1. Synthesis of Radiation-Resistant Multifunctional Materials G. Oniashvili, G. Zakharov, Z. Aslamazashvili, M. Chikhradze F. Tavadze Institute of Metallurgy and Materials Science

2. The purpose of work Receiving boron containing multipurpose, including nano-structural, radiation-resistant materials and product.
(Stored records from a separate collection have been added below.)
PR #2922, opened 2026-01-08
Add doc-only change detection to skip tests

hengtaoguo:
# Description
- Add `doc_only_check` job to detect when only `.md|ipynb` files are modified (Later, you can skip more file types such as `jpg|png|mp4` if needed):
  - If `skip_tests==true`: Skip the build process and all unit tests.
  - If `skip_tests==false`: Execute all remaining build process and unit tests like before.

- Add `all_tests_passed` to aggregate build and all unit tests status. Later in GitHub branch protection rule, we only check this test. Benefits of doing so:
  - Clear intent: Single "gate" that represents overall health
  - Future-proof: Add/remove/rename test jobs without updating branch protection
 

# Tests

Skip test (doc-only): https://screenshot.googleplex.com/ANutL8W8zpaRP5e
Non-skip test (success): https://screenshot.googleplex.com/BKxyPkxUgAYZvxR
Non-skip test (failure): https://screenshot.googleplex.com/4JU7AtHVWpJ7SMT
Non-skip test (cancel): https://screenshot.googleplex.com/8om8PyDT3vSxJd3

# Checklist

### DIFF
--- a/.github/workflows/build_and_test_maxtext.yml
+++ b/.github/workflows/build_and_test_maxtext.yml
@@ -37,7 +37,44 @@ concurrency:
 permissions:
   contents: read
 jobs:
+  doc_only_check:
+    name: Check for Documentation-Only Changes
+    runs-on: ubuntu-latest
+    outputs:
+      skip_tests: ${{ steps.check.outputs.skip_tests }}
+    steps:
+      - uses: actions/checkout@v4
+        with:
+          fetch-depth: 0
+      - name: Check if only documentation changed
+        id: check
+        run: |
+          if [ "${{ github.event_name }}" != "pull_request" ]; then
+            echo "Not a pull request, running all tests"
+            echo "skip_tests=false" >> $GITHUB_OUTPUT
+            exit 0
+          fi
+
+          git fetch origin ${{ github.base_ref }}
+          CHANGED_FILES=$(git diff --name-only origin/${{ github.base_ref }}...HEAD)
+
+          echo "Changed files:"
+          echo "$CHANGED_FILES"
+
+          if [ -z "$CHANGED_FILES" ]; then
+            echo "No files changed"
+            echo "skip_tests=false" >> $GITHUB_OUTPUT
+          elif echo "$CHANGED_FILES" | grep -v -E '\.(md|ipynb)$' > /dev/null; then
+            echo "Non-documentation files changed, running tests"
+            echo "skip_tests=false" >> $GITHUB_OUTPUT
+          else
+            echo "Only documentation (.md|ipynb) files changed, skipping tests"
+            echo "skip_tests=true" >> $GITHUB_OUTPUT
+          fi
+
   build_and_upload_maxtext_package:
+    needs: doc_only_check
+    if: needs.doc_only_check.outputs.skip_tests != 'true'
     uses: ./.github/workflows/build_package.yml
     with:
       device_type: tpu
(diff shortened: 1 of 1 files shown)


.github/workflows/build_and_test_maxtext.yml
```diff
@@ -177,6 +214,42 @@ jobs:
       container_resource_option: "--shm-size 2g --runtime=nvidia --gpus all --privileged"
       is_scheduled_run: ${{ github.event_name == 'schedule' }}
 
+  all_tests_passed:
```
SurbhiJainUSC, line 217: Since you have already added `if: needs.doc_only_check.outputs.skip_tests != 'true'` to `build_and_upload_maxtext_package` job and all CPU/TPU/GPU tests job dependends on `build_and_upload_maxtext_package`, I think all the tests job will automatically skip. So, we might not need this block.

hengtaoguo: Currently, branch protection rule checks [all these tests](https://screenshot.googleplex.com/AcJAv8YpQdz7XTh) for every PR. Take a look at this counter-example [PR](https://screenshot.googleplex.com/C7sp28eG9kiETu7): 

- You can see that `MaxText Package Tests / build_and_upload_maxtext_package (pull_request) Skipped 17 minutes ago` is successfully skipped.
- However, `build_and_upload_maxtext_package / build_and_upload Expected — Waiting for status to be reported` is waiting forever, because branch protection rule is checking for its status. **It is blocking the submission indefinitely.**

**Why do two differently-named status checks appear for the same job?**

When workflows call reusable workflows using `uses:`, GitHub automatically generates status check names in the format `{workflow_name} / {caller_job_id}`, but branch protection was configured to expect the old format `{caller_job_id} / {called_job_id}`. This name mismatch means the required check never receives a status update, blocking the PR indefinitely.

So my solution is: Add an `all_tests_passed` summary job that:
1. Always runs and reports status (never shows "Expected")
2. Reports success when tests pass OR are properly skipped (doc-only changes)
3. Reports failure if any test fails
4. Is future-proof—adding/removing/renaming test jobs won't require updating branch protection

In this way, we will always have one gate check for the branch protection.

hengtaoguo: It works before because the workflow name contains "build_and_upload_maxtext_package", and GitHub's fuzzy matching considered it "close enough" to satisfy the protection rule. 

However, when we skip this test now, the actual workflow reports a "skipped" status instead of "success". GitHub branch protection rules only accept "success" as passing - "skipped" is treated as "not reported" and fails to satisfy the requirement. Since there's no successful status check to match against, the "Expected" check from the misconfigured branch protection rule will block the PR forever.

SurbhiJainUSC: Thank you Hengtao for the great explanation.

SurbhiJainUSC (approved):

.github/workflows/build_and_test_maxtext.yml
```diff
@@ -177,6 +214,38 @@ jobs:
...
+          echo "GPU tests: ${{ needs.maxtext_gpu_unit_tests.result }}"
+          echo "GPU integration: ${{ needs.maxtext_gpu_integration_tests.result }}"
+          
+          # Fail only if any job failed or was cancelled (skipped is OK)
+          if [ "${{ contains(needs.*.result, 'failure') }}" == "true" ] || [ "${{ contains(needs.*.result, 'cancelled') }}" == "true" ]; then
+            echo "❌ One or more jobs failed or were cancelled"
+            exit 1
+          fi
+          
+          echo "✅ All required tests passed successfully"
```
NuojCheng: do we want emoji?

NuojCheng (approved):

.github/workflows/build_and_test_maxtext.yml
hengtaoguo: Let me take that out for better robustness, thanks!

PR #2924, opened 2026-01-09
Add run_tests_coordinator for the test workflow

xibinliu:
# Description

Add run_tests_coordinator

This file is called by build_and_test_maxtext.yml to run tpu/cpu/gpu unit and integration tests. It simplifies the caller's input.

Moved post_training unit tests that require the post_training dependencies into tests/unit/post_train, so we can ignore it for pre-training tests.

# Checklist


.github/workflows/UploadDockerImages.yml
```diff
@@ -128,3 +128,119 @@ jobs:
...
+        fail-fast: false
+        matrix:
+          image_name: [maxtext_gpu_jax_stable, maxtext_gpu_jax_nightly]
+    with:
+      device_type: ${{ matrix.cuda }}
+      device_name: a100-40gb-4
+      image_name_and_tag: ${{  matrix.image_name }}:${{ needs.setup.outputs.image_date }}
+      cloud_runner: linux-x86-a2-48-a100-4gpu
+      pytest_marker: 'not cpu_only and not tpu_only and integration_test'
+      pytest_addopts: '--ignore=tests/sft_hooks_test.py'
```
SurbhiJainUSC: No need to ignore these tests: https://github.com/AI-Hypercomputer/maxtext/blob/main/.github/workflows/build_and_test_maxtext.yml#L219. Same comment for GPU unit tests.

.github/workflows/build_and_test_maxtext.yml
```diff
@@ -56,7 +56,7 @@ jobs:
       device_type: cpu
       device_name: X64
       cloud_runner: linux-x86-n2-16
-      image_type: ${{ matrix.image_type }}
+      image_name_and_tag: maxtext-unit-test-tpu:${{ matrix.image_type }}
```
SurbhiJainUSC: Can we call it base_image?

.github/workflows/UploadDockerImages.yml
```diff
@@ -128,3 +128,119 @@ jobs:
...
+      image_name_and_tag: ${{  matrix.image_name }}:${{ needs.setup.outputs.image_date }}
+      cloud_runner: linux-x86-ct6e-180-4tpu
+      pytest_marker: 'not cpu_only and not gpu_only and not integration_test'
+      xla_python_client_mem_fraction: 0.75
+      tf_force_gpu_allow_growth: false
+      container_resource_option: "--privileged"
+      is_scheduled_run: ${{ github.event_name == 'schedule' }}
+      maxtext_installed: true
+
+  post-training-images-tpu-integration-tests:
```
SurbhiJainUSC: Please run jupyter notebook tests as well for post-training image: https://github.com/AI-Hypercomputer/maxtext/blob/main/.github/workflows/build_and_test_maxtext.yml#L105

.github/workflows/build_and_test_maxtext.yml
xibinliu: Done

.github/workflows/UploadDockerImages.yml
xibinliu: Done!

.github/workflows/UploadDockerImages.yml
xibinliu: Done

.github/workflows/UploadDockerImages.yml
```diff
@@ -128,3 +128,149 @@ jobs:
...
+      base_image: ${{  matrix.image_name }}:${{ needs.setup.outputs.image_date }}
+      cloud_runner: linux-x86-a2-48-a100-4gpu
+      pytest_marker: 'not cpu_only and not tpu_only and integration_test'
+      xla_python_client_mem_fraction: 0.65
+      tf_force_gpu_allow_growth: true
+      container_resource_option: "--shm-size 2g --runtime=nvidia --gpus all --privileged"
+      is_scheduled_run: ${{ github.event_name == 'schedule' }}
+      maxtext_installed: true
+
+  pre-training-images_jupyter_notebooks:
```
SurbhiJainUSC: This is not required because this workflow only runs post-training notebooks.

.github/workflows/UploadDockerImages.yml
```diff
@@ -128,3 +128,149 @@ jobs:
...
+    with:
+      device_type: tpu
+      device_name: v6e-4
+      base_image: ${{  matrix.image_name }}:${{ needs.setup.outputs.image_date }}
+      cloud_runner: linux-x86-ct6e-180-4tpu
+      maxtext_installed: true
+    secrets:
+      HF_TOKEN: ${{ secrets.HF_TOKEN }}
+
+  post-training-images_jupyter_notebooks:
```
SurbhiJainUSC: nit: `post-training-images-tpu-notebook-tests`

.github/workflows/UploadDockerImages.yml
xibinliu: Done!

.github/workflows/UploadDockerImages.yml
xibinliu: Done!

SurbhiJainUSC (approved):

.github/workflows/UploadDockerImages.yml
```diff
@@ -128,3 +128,133 @@ jobs:
...
+
+  pre-training-images-gpu-unit-tests:
+    needs: [setup, gpu-pre-training]
+    uses: ./.github/workflows/run_tests_against_package.yml
+    strategy:
+        fail-fast: false
+        matrix:
+          image_name: [maxtext_gpu_jax_stable, maxtext_gpu_jax_nightly]
+    with:
+      device_type: ${{ matrix.cuda }}
```
shralex: where is matrix.cuda defined ? same for integration tests

.github/workflows/run_tests_against_package.yml
```diff
@@ -89,12 +97,24 @@ jobs:
...
+            # Move to the directory where code is baked into the image. See the Dockerfile.
+            # This is necessary because GHA sets an empty workspace by default.
+            cd /deps
+            PYTHON_EXE="python3"
+          else
+            PYTHON_EXE=".venv/bin/python3"
+          fi
+
+          # Install pytest-cov to run test with codecov
+          $PYTHON_EXE -m pip install --quiet pytest-cov
```
shralex: since we're skipping pytest-cov upload why install this

.github/workflows/UploadDockerImages.yml
```diff
@@ -128,3 +128,133 @@ jobs:
       dockerfile: ${{ matrix.dockerfile }}
       maxtext_sha: ${{ needs.setup.outputs.maxtext_sha }}
       image_date: ${{ needs.setup.outputs.image_date }}
+
```
shralex, line 143: Should we add CPU tests as well ?

.github/workflows/UploadDockerImages.yml
xibinliu: This has been fixed in the refactored code

.github/workflows/run_tests_against_package.yml
xibinliu: Added logic to bypass the codecov related code for image test.

.github/workflows/UploadDockerImages.yml
xibinliu: Added CPU test to pre-training TPU images.

.github/workflows/run_tests_coordinator.yml
```diff
@@ -0,0 +1,94 @@
...
+            && '--shm-size 2g --runtime=nvidia --gpus all --privileged' 
+            || '--privileged' }}
+
+      # Metadata and Scaling
+      base_image: ${{ inputs.base_image }}
+      is_scheduled_run: ${{ inputs.is_scheduled_run }}
+      maxtext_installed: ${{ inputs.maxtext_installed }}
+      worker_group: ${{ inputs.worker_group }}
+      total_workers: ${{ inputs.total_workers }}
+      maxtext_sha: ${{ inputs.maxtext_sha }}
```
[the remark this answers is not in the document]
xibinliu: resolved

.github/workflows/UploadDockerImages.yml
```diff
@@ -128,3 +128,77 @@ jobs:
...
+    needs: [setup, tpu-pre-training]
+    strategy:
+      fail-fast: false
+      matrix:
+        image: [maxtext_jax_stable, maxtext_jax_nightly]
+        worker: [1, 2]
+    uses: ./.github/workflows/run_tests_coordinator.yml
+    with:
+      flavor: cpu-unit
+      base_image: ${{  matrix.image_name }}:py312
```
shralex: should be matric.image ?

.github/workflows/UploadDockerImages.yml
```diff
@@ -15,7 +15,7 @@
 # This workflow builds and pushes MaxText images for both TPU and GPU devices.
 # It runs automatically daily at 12am UTC, on Pull Requests, or manually via Workflow Dispatch.
 
-name: Build Images
+name: Build and Test Images
```
shralex, line 18: Should we split this file or add an option to distinguish stable image building and testing from nightly building and testing ? Assuming that nightly might be frequently broken, my concern is that bundling the two would prevent us from publishing stable images to pypi

.github/workflows/UploadDockerImages.yml
```diff
@@ -128,3 +128,77 @@ jobs:
...
+    strategy:
+      fail-fast: false
+      matrix:
+        image: [maxtext_jax_stable, maxtext_jax_nightly]
+        flavor: [tpu-unit, tpu-integration]
+    uses: ./.github/workflows/run_tests_coordinator.yml
+    with:
+      flavor: ${{ matrix.flavor }}
+      base_image: ${{ matrix.image }}:${{ needs.setup.outputs.image_date }}
+      is_scheduled_run: ${{ github.event_name == 'schedule' }}
```
shralex: this should probably just be true throughout this file. The idea for this flag is to run more tests when this isn't affecting a PR

.github/workflows/UploadDockerImages.yml
```diff
@@ -128,3 +128,77 @@ jobs:
...
+        worker: [1, 2]
+    uses: ./.github/workflows/run_tests_coordinator.yml
+    with:
+      flavor: cpu-unit
+      base_image: ${{  matrix.image_name }}:py312
+      worker_group: ${{ matrix.worker }}
+      total_workers: 2
+      is_scheduled_run: ${{ github.event_name == 'schedule' }}
+
+  post-training-images-tpu-notebook-tests:
```
shralex: could you move this up to be after post-training-tpu-tests, and remove "images" from the job name for consistency

.github/workflows/run_tests_coordinator.yml
```diff
@@ -0,0 +1,97 @@
...
+        type: string
+      base_image:
+        description: 'The docker image to run tests against'
+        required: true
+        type: string
+      is_scheduled_run:
+        required: false
+        type: boolean
+        default: false
+      worker_group:
```
shralex: why do we need to make worker_group and total_workers parameters ? do these change across invocations from uploadDockerImages and build_and_test_maxtext ?

.github/workflows/run_tests_coordinator.yml
```diff
@@ -0,0 +1,97 @@
...
+      device_type: >-
+        ${{ contains(inputs.flavor, 'tpu') && 'tpu' 
+            || (contains(inputs.flavor, 'gpu') && 'cuda12' || 'cpu') }}
+      
+      device_name: >-
+        ${{ contains(inputs.flavor, 'tpu') && 'v6e-4' 
+            || (contains(inputs.flavor, 'gpu') && 'a100-40gb-4' || 'X64') }}
+            
+      cloud_runner: >-
+        ${{ contains(inputs.flavor, 'tpu') && 'linux-x86-ct6e-180-4tpu'
```
shralex: Instead of using complex selection operators here consider creating a setup job that maps the flavor to specific outputs that would then be used as parameters. This centralizes the logic and provides implicit validation. Something like this:

  configure:
    outputs:
      device_type: ${{ steps.map.outputs.device_type }}
      device_name: ${{ steps.map.outputs.device_name }}
      # ... other outputs
    steps:
      - id: map
        run: |
          case "${{ inputs.flavor }}" in
            "tpu-unit")
              echo "device_type=tpu" >> $GITHUB_OUTPUT
              echo "device_name=v6e-4" >> $GITHUB_OUTPUT
              # also for pytest markers etc
              ;;
            "gpu-unit")
              echo "device_type=cuda12" >> $GITHUB_OUTPUT
              echo "device_name=a100-40gb-4" >> $GITHUB_OUTPUT
              ;;
            *)
              echo "::error::Unsupported flavor: ${{ inputs.flavor }}"
              exit 1
              ;;
          esac
 
 execute-test-package:
    needs: configure
    uses: ./.github/workflows/run_tests_against_package.yml
    with:
      device_type: ${{ needs.configure.outputs.device_type }}
      # ...

.github/workflows/UploadDockerImages.yml
xibinliu: Done.

.github/workflows/UploadDockerImages.yml
xibinliu: The trigger could be scheduled or manual for this workflow. But it probably okay to run full tests even with manual trigger. I now changed `is_scheduled_run` to `true` throughout the file.

.github/workflows/run_tests_coordinator.yml
xibinliu: Good point. I removed the "worker_group" and "total_workers" as parameters from the coordinator, and set them based on the other input (cpu or not).

.github/workflows/UploadDockerImages.yml
xibinliu: fixed.

.github/workflows/run_tests_coordinator.yml
xibinliu: The "configure" job has to be run a VM, isn't this heavier than just using selection operators?

.github/workflows/UploadDockerImages.yml
xibinliu: The build and tests jobs are independent for stable and nightly images, so they won't impact each other. If we want to keep them in one file depends on how the pypi publishing process use the output from this workflow. @SurbhiJainUSC could you comment here?

SurbhiJainUSC: This workflow uploads the docker image to GCR. This is independent of pypi release process. Also, we will be able to release stable docker image to GCR even if nightly docker image fails.

shralex: @SurbhiJainUSC how would we condition the release on just the stable tests passing here? Gemini says: "it is not possible to condition a downstream job on only a specific element of a matrix using the standard" and proposes to split the matrix into pre-training-tpu-stable-tests and pre-training-tpu-nightly-tests

.github/workflows/run_tests_coordinator.yml
shralex: I'm worried about the complexity / maintainability of these expressions. Given that this workflow is not blocking PRs, I would prefer to pay the 30s overhead of a setup job to simplify a bit. Alternatively, there might be an easier way, like this:

# Inside .github/workflows/run_tests_coordinator.yml
with:
  device_type: >-
    ${{ fromJSON('{
      "tpu-unit": "tpu",
      "tpu-integration": "tpu",
      "gpu-unit": "cuda12",
      "gpu-integration": "cuda12",
      "cpu-unit": "cpu"
    }')[inputs.flavor] }}
  
  pytest_marker: >-
    ${{ fromJSON('{
      "tpu-unit": "not cpu_only and not gpu_only and not integration_test",
      "tpu-integration": "not cpu_only and not gpu_only and integration_test",
      "gpu-unit": "not cpu_only and not tpu_only and not integration_test",
      "gpu-integration": "not cpu_only and not tpu_only and integration_test",
      "cpu-unit": "cpu_only"
    }')[inputs.flavor] }}

.github/workflows/UploadDockerImages.yml
SurbhiJainUSC: We have a different workflow for PyPI release: https://github.com/AI-Hypercomputer/maxtext/blob/main/.github/workflows/pypi_release.yml.

I think you are getting confused between PyPI release and docker images release. We have different workflows for both. `UploadDockerImages.yml` releases docker images to GCR.

.github/workflows/UploadDockerImages.yml
```diff
@@ -128,3 +128,75 @@ jobs:
       dockerfile: ${{ matrix.dockerfile }}
       maxtext_sha: ${{ needs.setup.outputs.maxtext_sha }}
       image_date: ${{ needs.setup.outputs.image_date }}
+
+  # TEST JOBS
```
SurbhiJainUSC, line 144: We should test the docker image before we add the required tags to the image. The flow should be:
```
1. Build the image.
2. Push the image with a dummy tag, but no latest tag.
3. Test the image.
4. Push the image & add the required tags.
```

OR
```
1. Build the image.
3. Test the image.
4. Push the image & add the required tags.
```

.github/workflows/UploadDockerImages.yml
xibinliu: changed the workflow to:

image build
upload image, but with a <date>-temp tag only
test
if tests pass, remove <date>-temp tag, add "latest", "date", and other hash tags

.github/workflows/UploadDockerImages.yml
xibinliu: changed the workflow to:

image build
upload image, but with a -temp tag only
test
if tests pass, remove -temp tag, add "latest", "date", and other hash tags

.github/workflows/run_tests_coordinator.yml
xibinliu: I used the new python "JSON Lookup Table" as you suggested.

.github/workflows/run_jupyter_notebooks.yml
```diff
@@ -25,15 +25,20 @@ on:
       device_name:
         required: true
         type: string
-      image_type:
+      base_image:
```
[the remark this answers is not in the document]
xibinliu: done

.github/workflows/run_tests_coordinator.yml
```diff
@@ -0,0 +1,92 @@
+# Copyright 2026 Google LLC
```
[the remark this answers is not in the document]
xibinliu: done

.github/workflows/run_tests_against_package.yml
```diff
@@ -59,16 +59,21 @@ on:
         type: number
         default: 1
       maxtext_sha:
-        required: true
+        required: false
```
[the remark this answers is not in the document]
xibinliu: Added description about the condition usage of the parameters.

.github/workflows/build_and_push_docker_image.yml
```diff
@@ -126,23 +122,19 @@ jobs:
...
           # Convert date to YYYYMMDD format
           clean_date=$(echo "${{ inputs.image_date }}" | sed 's/[-:]//g' | cut -c1-8)
 
           # Add MaxText tag
           maxtext_hash=$(git rev-parse --short HEAD)
-          gcloud container images add-tag "$SOURCE_IMAGE:latest" "$SOURCE_IMAGE:maxtext_${maxtext_hash}_${clean_date}" --quiet
+          gcloud container images add-tag "$SOURCE_IMAGE:$TEMP_TAG" "$SOURCE_IMAGE:maxtext_${maxtext_hash}_${clean_date}" --quiet
 
           # Add post-training dependencies tags
-          if [ "${{ inputs.is_post_training }}" == "true" ]; then
```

The goal was reached by means of SHS technology in the following independent technological directions: 1. SHS - compaction in a mode of burning and in a mode of thermal explosion were received: new without porous monolithic ceramic-metal resistant to dynamic blows, and also gradiyentny from two and more (with regulated) thickness of layers materials and products from them 2. SHS - under atmospheric conditions were received: porous, heat-resistant and heat resisting composite materials and products from them. 3. SHS – cast in the field of mass forces were received: ligatures in system of glands- pine forests, nickel - pine forest As a restorer were used aluminum alloy with the magnesium, received from production wastes

3. 1. SHS -compaction A. On fig. 1 and 2 is presented appearance and structure ceramic-metal material on a basis nitride – boride of the titan and, with the following characteristics: - Inexpensive ~ 50$/kg - Ultrafine with the sizes of particles <1 microns - Partially nanostructural <100 nanometers Fig. 1 Metal-ceramic material on a basis nitride –boride of the Titanium

4. SpectrumIn stats.NTi 1Yes47.652.4 2Yes47.252.8 3Yes50.149.9 Mean48.351.7 Std. deviation1.6 SpectrumIn stats.BTi 4Yes6 6. 5 3 3. 5 5Yes6 6. 7 3 3. 2 Mean6 6. 6 3 3. 4 Std. deviation0. 2 Processing option: nitrogen by difference All results in atomic % Fig. 2. Microstructure and distribution of elements in phases of the received metal-ceramic material on a basis nitride – boride of the titanium

5. - One of the layer is nanostructure ≤100 nmTiAl or Ti 3 Al; - The other layer is metal-ceramic material on the base of Ti-B or Ti-C- B-Me system - the thickness and quantity of layers are adjustable B. On fig. 3 and 4 is presented appearance and structure of a composite graded material consisting of two layers: Fig. 3. Graded two-layer metal-ceramic material on the left TiAl and TiB, on the right Ti 3 Al and TiC+ TiB

6. Fig. 4. Microstructure of the border of phases Ti 3 Al (left) and TiB 0,6 ( right)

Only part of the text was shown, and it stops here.